C’est la seconde fois que le bonaparte de l’Elysée critique ouvertement une décision du conseil constitutionnel qui n’est pas un repaire de gauchiste et qui, au contraire, dans cette affaire a fait preuve d’une singulière bienveillance vis à vis de cette loi. [6]

Nous avons un président de la République qui continue à mépriser les règles de droit élémentaires qui garantissent les libertés publiques.
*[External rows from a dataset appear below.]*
PR #150, opened 2018-08-19
Carrier Numeracy Fix

Incomptinence:
Makes carrier a tier 2 instead of a secret tier 3.

Stops carrier blocking t3 slots despite not checking t3 numbers when evolving itself and being generally out of line with the hivelord and what tier hive status tells you the carrier is in game.

one

TWO

three


Iatots:
I'd just like to say that every old/decent CM player knows this, it's to balance hugger combat. After a whole lot of updates hugger combat is manageable for marines now, and carrier isn't such a strong pick anymore. You used to see about 3 carriers per round at one point last year, now it's usually just one outside peak hours.

Incomptinence:
Even if that is the intent fairly sure carriers can still evolve if t3 is full but t2 is open making it just a tacky way to handle it.

PR #321, opened 2018-09-16
Puts Supply Pads on Layer 2, fixing z-fight issues.

### LINKED ISSUE #317: Supply Pads are Layer 3
This can cause it to fight for superiority over what you're actually trying to drop down. They need to be Layer 2.

francinum:
fixes #317

### DIFF
--- a/code/modules/cm_marines/overwatch.dm
+++ b/code/modules/cm_marines/overwatch.dm
@@ -856,7 +856,7 @@
 	anchored = 1
 	density = 0
 	unacidable = 1
-	layer = 2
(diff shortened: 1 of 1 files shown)


code/modules/cm_marines/overwatch.dm
```diff
@@ -856,6 +856,7 @@
 	anchored = 1
 	density = 0
 	unacidable = 1
+	layer = 2
```
Ghommie: layer = ABOVE_TURF_LAYER

PR #324, opened 2018-09-17
 StaggerStun Proc + Shotgun Munition Rework

Surrealaser:
-StaggerStun Proc reworked to differentiate between hard CC and soft CC, featuring different requisite variables for each. Soft CC (slowdown and ability lock) now works on all castes by default.

Further, targets that are already stunned/knocked down can't be stunned/knocked down by the Staggerstun proc.

-Slug support aspects improved; slow and stagger soft CC effects increased to 8 each up from 2.

-After playtesting flechettes determined as needing further improvement, thus:
1. Flechette falloff reduced by 50%; -0.5 damage per tile down from -1 per tile.
2. Damage increased for each flechette projectile to 40 up from 35.
3. Max range for secondary flechettes increased to 10 (not sure why it was reduced to 5).
4. Flechette scatter chance for secondary flechettes reduced to 40% from 80%.

### DIFF
--- a/code/modules/projectiles/updated_projectiles/ammo_datums.dm
+++ b/code/modules/projectiles/updated_projectiles/ammo_datums.dm
@@ -595,7 +595,7 @@
 	accuracy_var_low = config.med_proj_variance
 	accuracy_var_high = config.med_proj_variance
 	max_range = config.short_shell_range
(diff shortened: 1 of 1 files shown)


Rohesie:
Considerable change, we'll have to playtest it.

PR #325, opened 2018-09-17
Spec armor no longer does negative damage

F-OS:
what the fuck CM

### DIFF
--- a/code/modules/clothing/head/helmet.dm
+++ b/code/modules/clothing/head/helmet.dm
@@ -301,7 +301,7 @@
 /obj/item/clothing/head/helmet/marine/specialist
 	name = "\improper B18 helmet"
 	desc = "The B18 Helmet that goes along with the B18 Defensive Armor. It's heavy, reinforced, and protects more of the face."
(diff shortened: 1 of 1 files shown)


Rohesie:
This is not a % reduction. If you want to understand how armor works check these:
https://github.com/ColonialMarines-Mirror/ColonialMarines-2018/blob/5f44f28548cdadaa9748fd8291b49dd30198ccd8/code/modules/mob/living/carbon/human/human_defense.dm
(specifically the `getarmor_organ` proc)
https://github.com/ColonialMarines-Mirror/ColonialMarines-2018/blob/master/code/modules/projectiles/updated_projectiles/projectile.dm
(the `human/bullet_act` proc)

F-OS:
I know, i was just joking about the 105%, and considering that only admin spawned deathsquad helmets have more bullet resistance then this, i think it can be safely tuned down.

Rohesie:
Sorry, I kind of don't see the need for this change. It's not as if we want the B18 to be a little more vulnerable to bullets in the head, even if only a tiny bit.

F-OS:
Good point.

PR #327, opened 2018-09-17
Vines and Fire Sprite Update

Alterist:
Changes out the spacevines.dmi and onfire.dmi to tg versions.
Special thanks to Iatots
untitled-1
untitled-2
untitled-3
untitled-5


Ghommie:
Some of the space vines from the second example picture of the lodge seem to missing, is that from some non commited map change?

Also the fire would need some darker/red outlines and bits, as it seems to quite stressing to distinguish the mob from a standard flamed turf.

Alterist:
untitled-1
That was an old pic, here's one for proper comparison

Rohesie:
I'll let it sit a little and then approve them if I see no issues raised against it.

PR #328, opened 2018-09-17
Fixes trivial things reported on CM.

Ghommie:
This quite unatomized PR fixes the easiest, minor stuff previously reported on CM on the past month.
If I missed something feel free to shout out.


Harcourt1:
At least we get shit done here at /tg/. Code seems good.

PR #329, opened 2018-09-18
If you're jobbanned you can't join a xeno response team.

F-OS:
Pros: Consistency 

Cons: Literally none.

### DIFF
--- a/code/datums/emergency_calls/xenos.dm
+++ b/code/datums/emergency_calls/xenos.dm
@@ -21,8 +21,10 @@
 /datum/emergency_call/xenos/create_member(datum/mind/M)
 	var/turf/spawn_loc = get_spawn_point()
 	var/mob/original = M.current
-
-	if(!istype(spawn_loc)) return //Didn't find a useable spawn point.
+	if(jobban_isbanned(original, "Alien"))
+		return
+	if(!istype(spawn_loc))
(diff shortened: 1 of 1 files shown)


code/datums/emergency_calls/xenos.dm
```diff
@@ -21,8 +21,10 @@
 /datum/emergency_call/xenos/create_member(datum/mind/M)
 	var/turf/spawn_loc = get_spawn_point()
 	var/mob/original = M.current
-
-	if(!istype(spawn_loc)) return //Didn't find a useable spawn point.
+	if(jobban_isbanned(original, "Alien"))
+		return
```
Rohesie: While this does prevent xeno job-baned players from playing a XRT, it also eats up the slot if one was selected.
A way around that is to `return FALSE` here (for clarity) and then alter the logic of the loop that calls this proc, which you'll find in `/datum/emergency_call/proc/activate(announce = TRUE)`, in `emergency_call.dm`

F-OS: Ah, got it, thanks again!

Rohesie:
Do you plan on continuing this?

F-OS:
Sorry, forgot about it, will fix soon :tm:

F-OS:
Press :f:

PR #330, opened 2018-09-18
Fixes shotguns hitting twice in melee when without ammo and on harm intent.

Rohesie:
Small bug in PB code.


Rohesie:
Should be ready for review, @ninjanomnom .

PR #331, opened 2018-09-18
Replaces Anesthetic Injectors with Surgical Injectors, now with 100% less black screen!

F-OS:
Pros:
1. Removes a tool that's normally only used for grief.
2. Makes field surgery more tolerable
Cons:
1. More access to pain killers.
2. Reduces the downsides of field surgery.

### DIFF
--- a/code/game/machinery/vending/marine_vending.dm
+++ b/code/game/machinery/vending/marine_vending.dm
@@ -293,9 +293,10 @@
 					/obj/item/stack/medical/ointment = 8,
 					/obj/item/stack/medical/splint = 2,
 					/obj/item/device/healthanalyzer = 3,
+					/obj/item/reagent_container/hypospray/autoinjector/surgical = 3
 					/obj/item/bodybag/cryobag = 2)
 
-	contraband = list(/obj/item/reagent_container/hypospray/autoinjector/chloralhydrate =3)
+	contraband = list(/obj/item/reagent_container/pill/happy = 4)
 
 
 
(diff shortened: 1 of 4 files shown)


Rohesie:
This is not very practical because both paracetamol and spaceacillin have a very low metabolization rates, while oxy has very high ones. Sure, you can use 6 injectors before you run into trouble, but still, after that you'll leave the patient with chems that won't go away in a long, long time. And unable to use tramadol at risk of getting toxins.

There is also the fact that painmed surgery is not very effective, and we haven't yet changed that.

F-OS:
Alright, lemme adjust it a bit, thanks!

Kingtrin:
Having spaceacillin remain in the body after field surgery is ideal actually do the high infection rates. The main downside to field surgery is needing to do mask+anesthetic tank every time so having a quick alternative when shit is hitting the fan would be nice. If a step fails you just recheck the bones and keep going.

Rohesie:
Current implementation is both a combat drug and makes the oxycodone injectors obsolete.
Ironically, the solution to that would be re-adding the sleeping agent chem that was removed from them initially, even if in lower doses.

I'd remove the spaceacilin. You can carry a pill bottle with 16 of those, or two if you feel one is not enough. Give options to the doctors, don't force them into a single one.
Also the paracetamol. It means you can't operate on someone with tramadol on their system.

F-OS:
Actually, lemme code in a new chem that'll make these useful without them becoming a combat stim.

Rohesie:
Make something similar to oxycodone: very quick metabolization, low OD threshold, reduces flinching. You can go with it selectively numbing parts of the reflex arc for an explanation on why it doesn't also reduce pain. If you feel creative there's side-effects you can concoct based on that.

F-OS:
a lotta good points got raised

PR #332, opened 2018-09-18
You can now order a heavy pulse rifle for 25 points as the SL.

F-OS:
Pros:
1. The HPR almost never sees use due to it's price and i feel that it's a interesting tool that hasn't been explored.
2. Increases the value of the SL.
Cons:
1. Marine buff.
2. Gives a incentive for SLs to be more aggressive, which may cause them to be killed.


Rohesie:
Despite how much noise it makes, the HPR is not really a great gun. It's more of a special snowflake mediocre gun.
I've seen people going SL in the past in order to get preferential treatment in requisitions (getting HPR as well) instead of leading.
Balance-wise I'm not to worried. I'd never pick this as SL myself. My concern is on the incentives of giving rare combat tools to the ones who should be leading, not playing to be the main protagonists in their robust story.

Discuss.

Rohesie:
Already handled in #372

PR #334, opened 2018-09-18
Adds a marine vendor for PFCs

F-OS:
Pros:
1. Reduces roundstart DMV simulator 2018
2. Allows for more varied gameplay.

Cons:
1. Slight buff.


Rohesie:
Free mag harnesses might be an issue. The rest is fine, IMO.

F-OS:
Fixed as per feedback.

Rohesie:
Odd selection. Why these? These are not really the most common attachments by far.

F-OS:
Mainly because i feel these attachments are able to be given out without balance issues.

Rohesie:
Recoil compensator, angled grip, laser sight, gyro, bipod, any of the stocks and the mini-flamer all fit the same bill. Req never runs out of any of them.

Rohesie:
In the clothes, what?

F-OS:
It was the only thing that worked quickly and elegantly.

PR #336, opened 2018-09-19
Smartgun Improvement

Surrealaser:
Ammo Capacity: 500 pack and 100 belt. Up from 250 and 50.

 AP 30 up from 10 so it can actually deal with decent armour, instead of plinking it for barely any damage.

Falloff damage reduction per tile -0.5 down from -1 so it doesn't lose 10-20% of its already low base damage for being backline as it should be.

Can now take the following attachments:
* Extended Barrel
* Flashlight (Starts with this by default)

Automatic reload system actually works on the move as god intended, but always does so at the slowest speed because skills don't apply.

Removed the thermals overlay for the SG visor since no one liked it, and it hurt peoples' eyes Virtua Boy style.

### DIFF
--- a/code/modules/cm_marines/equipment/weapons.dm
+++ b/code/modules/cm_marines/equipment/weapons.dm
@@ -74,11 +74,17 @@
 				reload(user, mygun)
 			else
 				to_chat(user, "Your reloading was interrupted!")
+				playsound(src,'sound/machines/buzz-two.ogg', 25, 1)
 				reloading = 0
 				return
 		else
-			sleep(reload_duration)
-			reload(user, mygun)
+			if(autoload_check(user, reload_duration, mygun, src))
+				reload(user, mygun, TRUE)
+			else
+				to_chat(user, "The automated reload process was interrupted!")
+				playsound(src,'sound/machines/buzz-two.ogg', 25, 1)
+				reloading = 0
+				return
 		return 1
 
 	attackby(var/obj/item/A as obj, mob/user as mob)
@@ -99,7 +105,7 @@
 			if(pcell)
 				to_chat(user, "A small gauge in the corner reads: Ammo: [rounds_remaining] / [rounds_max].")
 
-/obj/item/smartgun_powerpack/proc/reload(mob/user, obj/item/weapon/gun/smartgun/mygun)
+/obj/item/smartgun_powerpack/proc/reload(mob/user, obj/item/weapon/gun/smartgun/mygun, automatic = FALSE)
 
 		pcell.charge -= 50
 		if(!mygun.current_mag)
@@ -111,11 +117,29 @@
 		mygun.current_mag.current_rounds += rounds_to_reload
 		rounds_remaining -= rounds_to_reload
 
-		to_chat(user, "You finish loading [rounds_to_reload] shells into the M56 Smartgun. Ready to rumble!")
+		if(!automatic)	to_chat(user, "You finish loading [rounds_to_reload] shells into the M56 Smartgun. Ready to rumble!")
+		else	to_chat(user, "The powerpack servos finish loading [rounds_to_reload] shells into the M56 Smartgun. Ready to rumble!")
 		playsound(user, 'sound/weapons/unload.ogg', 25, 1)
 
 		reloading = 0
 		return 1
+
+/obj/item/smartgun_powerpack/proc/autoload_check(mob/user, delay, obj/item/weapon/gun/smartgun/mygun, obj/item/smartgun_powerpack/powerpack, numticks = 5)
+	if(!istype(user) || delay <= 0) return FALSE
+
+	var/mob/living/carbon/human/L
+	if(istype(user, /mob/living/carbon/human)) L = user
+
+	var/delayfraction = round(delay/numticks)
+	. = TRUE
+	for(var/i = 0 to numticks)
+		sleep(delayfraction)
+		if(!user)
+			. = FALSE
+			break
+		if(!(L.back == powerpack) || !(L.s_store == mygun) && !(user.get_active_hand() == mygun)) //power pack and gun aren't where they should be.
+			. = FALSE
+			break
 
 /obj/item/smartgun_powerpack/snow
 	icon_state = "s_powerpack"
--- a/code/modules/cm_marines/equipment/weapons.dm
+++ b/code/modules/cm_marines/equipment/weapons.dm
@@ -122,7 +122,7 @@
 		playsound(user, 'sound/weapons/unload.ogg', 25, 1)
 
 		reloading = FALSE
-		return 1
+		return TRUE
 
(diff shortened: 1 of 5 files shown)


Surrealaser:
@Rohesie BTW, the issue with the autoloader is fixed; it now checks to see if you have the power pack and gun on your person; if either is missing, the auto-reload will be interrupted.

code/modules/cm_marines/equipment/weapons.dm
```diff
@@ -103,7 +103,43 @@
...
+	if(istype(user, /mob/living/carbon/human)) L = user
+
+	var/delayfraction = round(delay/numticks)
+	. = TRUE
+	for(var/i = 0 to numticks)
+		sleep(delayfraction)
+		if(!user)
+			. = FALSE
+			break
+		if(!(L.back == powerpack) || !(L.s_store == mygun) && !(user.get_active_hand() == mygun)) //power pack and gun aren't where they should be.
```
Rohesie: This will cause the user to keep reloading without a powerpack as long as the gun remains in the hand.
To accomplish what you want perhaps checking both hands for the gun might be ideal.

code/modules/projectiles/updated_projectiles/guns/specialist.dm
```diff
@@ -203,22 +203,26 @@
...
-	var/shells_fired_max = 20 //Smartgun only; once you fire # of shells, it will attempt to reload automatically. If you start the reload, the counter resets.
+	var/shells_fired_max = 50 //Smartgun only; once you fire # of shells, it will attempt to reload automatically. If you start the reload, the counter resets.
 	var/shells_fired_now = 0 //The actual counter used. shells_fired_max is what it is compared to.
 	var/restriction_toggled = 1 //Begin with the safety on.
 	gun_skill_category = GUN_SKILL_SMARTGUN
 	attachable_allowed = list(
+						/obj/item/attachable/extended_barrel,
 						/obj/item/attachable/heavy_barrel,
+						/obj/item/attachable/reddot,
+						/obj/item/attachable/flashlight,
```
Rohesie: Some of these attachments are not much a case of trade-off options, but must-have instead. And smartgunners have night vision.
Also adding attachments because they look cool is nice and all, but try to get the sprite itself improved if that's what you want.

code/modules/cm_marines/equipment/weapons.dm
Surrealaser: Yes, you know this because I told you. :p

code/modules/projectiles/updated_projectiles/guns/specialist.dm
Rohesie: More like yet another buff, and not a trade off option.

Surrealaser: It's fine. How many times have we done this, where you're worried about something being 'totally broken', I say its not, and it gets playtested and turns out to be fine?

code/modules/cm_marines/equipment/weapons.dm
```diff
@@ -61,30 +62,29 @@
...
-			return 1
+		if(!automatic)
+			if(user.mind && user.mind.cm_skills && user.mind.cm_skills.smartgun>0)
+				reload_duration = max(reload_duration - 10*user.mind.cm_skills.smartgun,30)
+			if(do_after(user,reload_duration, TRUE, 5, BUSY_ICON_FRIENDLY))
+				reload(user, mygun)
+			else
+				to_chat(user, "Your reloading was interrupted!")
+				playsound(src,'sound/machines/buzz-two.ogg', 25, 1)
+				reloading = 0
```
Rohesie: FALSE

code/modules/cm_marines/equipment/weapons.dm
```diff
@@ -61,30 +62,29 @@
...
 		else
-			to_chat(user, "Your reloading was interrupted!")
-			reloading = 0
-			return
+			if(autoload_check(user, reload_duration, mygun, src))
+				reload(user, mygun, TRUE)
+			else
+				to_chat(user, "The automated reload process was interrupted!")
+				playsound(src,'sound/machines/buzz-two.ogg', 25, 1)
+				reloading = 0
```
Rohesie: FALSE

code/modules/cm_marines/equipment/weapons.dm
```diff
@@ -103,7 +103,43 @@
...
+		var/rounds_to_reload = min(rounds_remaining, (mygun.current_mag.max_rounds - mygun.current_mag.current_rounds)) //Get the smaller value.
+
+		mygun.current_mag.current_rounds += rounds_to_reload
+		rounds_remaining -= rounds_to_reload
+
+		if(!automatic)	to_chat(user, "You finish loading [rounds_to_reload] shells into the M56 Smartgun. Ready to rumble!")
+		else	to_chat(user, "The powerpack servos finish loading [rounds_to_reload] shells into the M56 Smartgun. Ready to rumble!")
+		playsound(user, 'sound/weapons/unload.ogg', 25, 1)
+
+		reloading = 0
```
Rohesie: FALSE

code/modules/cm_marines/equipment/weapons.dm
```diff
@@ -103,7 +103,43 @@
...
+		return 1
```
Rohesie: TRUE

code/modules/projectiles/updated_projectiles/guns/specialist.dm
```diff
@@ -203,22 +203,25 @@
...
-	var/shells_fired_max = 20 //Smartgun only; once you fire # of shells, it will attempt to reload automatically. If you start the reload, the counter resets.
+	var/shells_fired_max = 50 //Smartgun only; once you fire # of shells, it will attempt to reload automatically. If you start the reload, the counter resets.
 	var/shells_fired_now = 0 //The actual counter used. shells_fired_max is what it is compared to.
 	var/restriction_toggled = 1 //Begin with the safety on.
 	gun_skill_category = GUN_SKILL_SMARTGUN
 	attachable_allowed = list(
+						/obj/item/attachable/extended_barrel,
 						/obj/item/attachable/heavy_barrel,
+						/obj/item/attachable/flashlight,
+						/obj/item/attachable/lasersight,
```
Rohesie: These two offer no trade-off nor are thematically fitting. Don't add stuff just to add it.

Surrealaser: The tradeoff with the laser sight is that you don't get to run a BFA which can actually worth a shit now that the EB is a thing in exchange for a minor accuracy bonus.

Also a rail light is totally thematic, and the benefit is minor given your thermals.

Rohesie:
Let's test this new value.

PR #337, opened 2018-09-19
Refactors(?) coins and tokens interaction with vendors.

Ghommie:
Added in token flags for coins and vendors. They are used to prevent special coins from being inserted in unsupported vendors and special vendors accepting any coin.
This makes coins and future ideaguys projects viable without repercussion of exploits, and may stops a dumb engineer from wasting its token on an empty ol M4A1 or a cigar case. (also fixes a bug or two... or three)

### DIFF
--- a/code/__DEFINES/objects.dm
+++ b/code/__DEFINES/objects.dm
@@ -134,4 +134,4 @@ var/list/RESTRICTED_CAMERA_NETWORKS = list( //Those networks can only be accesse
 #define TOKEN_MARINE			2
 #define TOKEN_ENGI				4
 #define TOKEN_SPEC				8
-#define TOKEN_ALL				16
+#define TOKEN_ALL				15
--- a/code/__DEFINES/objects.dm
+++ b/code/__DEFINES/objects.dm
@@ -127,3 +127,11 @@ var/list/RESTRICTED_CAMERA_NETWORKS = list( //Those networks can only be accesse
 #define IS_PRY_CAPABLE_CROWBAR		2 //actual crowbar
 #define IS_PRY_CAPABLE_FORCE		3 //can force open even powered airlocks
 
+//flags_token & tokensupport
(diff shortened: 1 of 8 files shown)


code/__DEFINES/objects.dm
```diff
@@ -127,3 +127,11 @@ var/list/RESTRICTED_CAMERA_NETWORKS = list( //Those networks can only be accesse
...
 #define IS_PRY_CAPABLE_FORCE		3 //can force open even powered airlocks
 
+//flags_token & tokensupport
+//used for coins and vendors, restricting specific tokens to associated vendors.
+
+#define TOKEN_GENERAL			1
+#define TOKEN_MARINE			2
+#define TOKEN_ENGI				4
+#define TOKEN_SPEC				8
+#define TOKEN_ALL				16
```
Rohesie: This value would be 15 if you want to activate all the former flags.
This is because these are the values in binary:
1: 0001
2: 0010
4: 0100
8: 1000
15: 1111
16: 10000
Look for "bitwise operations" in order to understand how this works.

code/game/machinery/vending/vending.dm
```diff
@@ -168,9 +170,20 @@
...
-			coin = W
-			to_chat(user, "\blue You insert the [W] into the [src]")
+		var/obj/item/coin/C = W
+		if(coin)
+			to_chat(user, "<span class='warning'>[src] already has [coin] inserted</span>")
+			return
+		if(!premium.len && !istype(src,/obj/machinery/vending/shared_vending))
+			to_chat(user, "<span class='warning'>[src] doesn't have a coin slot.</span>")
+			return
+		if(C.flags_token & tokensupport || C.flags_token & TOKEN_ALL)
```
Rohesie: There is no need for this second check if the TOKEN_ALL actually has all bits on as recommended before.

PR #1659, opened 2021-05-04
feat: [DHIS2-10942] Enrollment widget content

simonadomnisoru:
Query and display the information in the Enrollment Widget inside the Enrollment page


src/core_modules/capture-core/components/WidgetEnrollment/HOC/withOrganizationUnit.js
```diff
@@ -0,0 +1,48 @@
...
+                    },
+                },
+            }),
+            [props.ownerOrgUnit],
+        ),
+    );
+
+    if (error) {
+        log.error(errorCreator(ENROLLMENT_RETRIEVE_ERROR)({ error }));
+        return <span>{i18n.t(ENROLLMENT_RETRIEVE_ERROR)} </span>;
```
huocha, line 34: I wonder with this approach when `withOrganizationUnit` , `withProgram` and `withEnrollment` all have error at the same time it will return 3 times the same message error? 
Should we just display it once

simonadomnisoru: Hey @huocha,

The error message will only be displayed once. When an error happens in any of the HOCs then its child `Component` is not rendered anymore. The "second error" will never appear because the next calls to the API don't even happen.

Let me know if this explanation clears your doubts. Thank you!

huocha: @simonadomnisoru thank you for your clear explanation :) that's really helpful. Great work!

huocha (approved):

src/core_modules/capture-core/components/WidgetEnrollment/WidgetEnrollment.component.js
```diff
@@ -1,25 +1,148 @@
...
+                                {convertValueClientToView(
+                                    convertValueServerToClient(
+                                        enrollment.geometry.coordinates,
+                                        dataElementTypes.COORDINATE,
+                                    ),
+                                    dataElementTypes.COORDINATE,
+                                )}
+                            </>
+                        </div>
+                    )}
```
JoakimSM, line 146: My suggestion until we add the minimap in another ticket:

- Use the location icon to the left.
- If point/coordinate: show it like you do now (coordinates the right of the icon)
- If polygon: just show the text `Polygon` (you can change the `clientToView.js` file)

Very pragmatic approach, I know, but It's only there until we get the minimap in there. Questions/comments welcome 🙂 (we can discuss details on slack)

JoakimSM (commented):
Overall this looks great @simonadomnisoru 👍

Some comments in the code that I hope you can have a look at.

Also, do you think it would be sensible to use custom hooks instead of the HOCs? I really like the separation you've done between the fetching and the actual render (container and component), but lately I've grown fond of using custom hooks instead of HOCs where this makes sense. Maybe you could keep the container-file but add custom hooks instead of the HOCs? I know the project is flooded with HOCs, but I would prefer if we moved in direction of using custom hooks where they make sense. Up for discussion of course 🙂

JoakimSM (approved):
Good work @simonadomnisoru!

Great if you can have a look into my comment before you merge though.

JoakimSM (approved):

PR #1695, opened 2021-05-17
fix: Program rules for org unit data elements [v37]

SferaDev:
Program rules using an organisation unit data element do not currently work because there's no ``converter`` method defined for them. The issue affects both to the program rule expression and the program rule action.

JIRA Issue:

- [DHIS2-11154](https://jira.dhis2.org/browse/DHIS2-11154)

Backport PRs:

- https://github.com/dhis2/capture-app/pull/1692
- https://github.com/dhis2/capture-app/pull/1693
- https://github.com/dhis2/capture-app/pull/1694

Since the related code of ``RuleEngine`` is not typed I intentionally did not type the additions. The intention of the PR is to fix the issue without rewriting the typings, that should be done in future PRs.

### DIFF
--- a/src/core_modules/capture-core/rules/engine/converters/inputValueConverter.js
+++ b/src/core_modules/capture-core/rules/engine/converters/inputValueConverter.js
@@ -93,7 +93,7 @@ class RulesValueConverter implements IConvertInputRulesValue {
     }
 
     convertOrgUnit(value: any): string {
-        return value?.id;
+        return value?.id || '';
     }
 }
 
--- a/src/core_modules/capture-core/rules/engine/converters/inputValueConverter.js
+++ b/src/core_modules/capture-core/rules/engine/converters/inputValueConverter.js
@@ -91,6 +91,10 @@ class RulesValueConverter implements IConvertInputRulesValue {
     convertAge(value: any): string {
         return this.convertDate(value);
     }
+
+    convertOrgUnit(value: any): string {
+        return value.id;
+    }
 }
 
 export default new RulesValueConverter();
--- a/src/core_modules/capture-core/rules/engine/converters/inputValueConverter.js
+++ b/src/core_modules/capture-core/rules/engine/converters/inputValueConverter.js
@@ -93,7 +93,7 @@ class RulesValueConverter implements IConvertInputRulesValue {
     }
 
     convertOrgUnit(value: any): string {
-        return value.id;
+        return value?.id;
     }
 }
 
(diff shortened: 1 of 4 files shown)


SferaDev:
CC: @paschalidi @JoakimSM

SferaDev:
@simonadomnisoru

src/core_modules/capture-core/rules/engine/converters/inputValueConverter.js
```diff
@@ -91,6 +91,10 @@ class RulesValueConverter implements IConvertInputRulesValue {
     convertAge(value: any): string {
         return this.convertDate(value);
     }
+
+    convertOrgUnit(value: any): string {
```
simonadomnisoru, line 95: Hey @SferaDev,

In order to avoid en `Uncaught TypeError` I suggest you either give a default value to the `value` paramether or you use a [Optional chaning ](https://developer.mozilla.org/en-US/docs/Web/JavaScript/Reference/Operators/Optional_chaining). WHYD?
Thanks!

SferaDev: Sure thing!

SferaDev: Actually since none of this is typed, right now it would return ``string | undefined``. Should it throw an error if undefined? (That scenario should never happen if the input types were enforced) Or it should return ``string | undefined`` even though the rest of the methods do not handle this ``undefined`` scenario?

simonadomnisoru: I would propose to follow the pattern of the rest of the methods in the class. If you look at `convertUrl` or `convertEmail`, they both return `''` for `falsey` values (`undefined` included).  

In your case it can become:
```
    convertOrgUnit(value: any): string {
        return value?.id || '';
    }
```

WDYT?

SferaDev: Sure thing, I see you're not using the Nullish coalescing operator (??) so I'll update now with your proposal. Thanks @simonadomnisoru!

SferaDev:
Any news on this @simonadomnisoru

SferaDev:
Should I rebase onto https://github.com/dhis2/capture-app/pull/1876/files?

simonadomnisoru:
> Any news on this @simonadomnisoru

Hey, 
A couple of weeks ago I mentioned this PR at a tech meeting. @JoakimSM had some concerns regarding these changes in the program rules. I'll let him explain it in more detail. 

Thank you!

JoakimSM:
Hey @SferaDev,

Really sorry about the late reply. I think we have some challenges if we are going to support this properly. We also need to think about support for this in the backend rules engine. I've made a JIRA-ticket that I hope we can follow up on in the near future: [https://jira.dhis2.org/browse/DHIS2-13058](https://jira.dhis2.org/browse/DHIS2-13058)

PR #1698, opened 2021-05-18
fix: [DHIS2-8998] delay strings initiation after the translation config loads

simonadomnisoru:


huocha (approved):

src/core_modules/capture-core/components/Pages/EditEvent/DataEntry/EditEventDataEntry.component.js
```diff
@@ -319,7 +319,7 @@ type DataEntrySection = {
     name: string,
 };
 
-const dataEntrySectionDefinitions = {
+const dataEntrySectionDefinitions = () => ({
```
JoakimSM, line 322: It seems like we are not invoking this function? (and some of the other functions in this PR).

simonadomnisoru: I added the missing invoking. Thanks for the feedback!

JoakimSM (approved):
LGTM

Ce n’est pas nouveau, un projet de la loi prévention de la délinquance prévoyait de donner aux maires le droit de sanctionner des faits qui ne sont pas sanctionnables de par la loi.

Là encore, comme pour pour le « casse toi pauvre con », il ne s’agit pas de maladresses mais de ballons d’essai, pour populariser l’idée que le formalisme juridiques est nocif, que le pouvoir des juges (et ce n’est pas nouveau dans la pensée sarkozyste) nuit à l’efficacité de la sécurité.

Ce faisant, se construit petit à petit un nouveau type d’Etat, qui s’éloigne à chaque fois de l’Etat de droit au profit d’un renforcement considérable des pouvoirs de l’executif, lui même de plus en plus centralisé.

C’est cela qu’il s’agit de cacher par l’agitation médiatisée sur les questions de forme [7].

Sarko explose en vol ?

Il est trop tôt pour savoir quand Sarko va exploser en vol.

L’hégémonie sans précédent qu’il semblait avoir établi sur la droite (avec les centristes, et d’anciens PS accourus à la soupe comme dernier épisode) se fissure largement.

Mais la droite a déjà des portes de sortie toutes prêts pour continuer : soit Sarko « entendant le message des français » se calme et laisse de fait le devant de la scène à Fillon et ses amis pour garder un minimum, soit ces derniers le laisseront se déconsidérer pour le réduire à un rôle décoratif (tous les discours sur le bon score du premier ministre, mais aussi les crispations des sarkozystes pur sucre, sont le signe que l’épreuve de force est déjà prête).

Nous avons ici réuni, tous les ingrédients d’une crise politique sans équivalent sous la 5ème république.

Malgré la crise sociale à venir, et faute d’une alternative à gauche, la droite a tous les moyens de s’en tirer, y compris en dernier ressort avec une solution de type centriste renforcée par une bonne partie du PS, il n’est que de voir le « front républicain » qui se met en place.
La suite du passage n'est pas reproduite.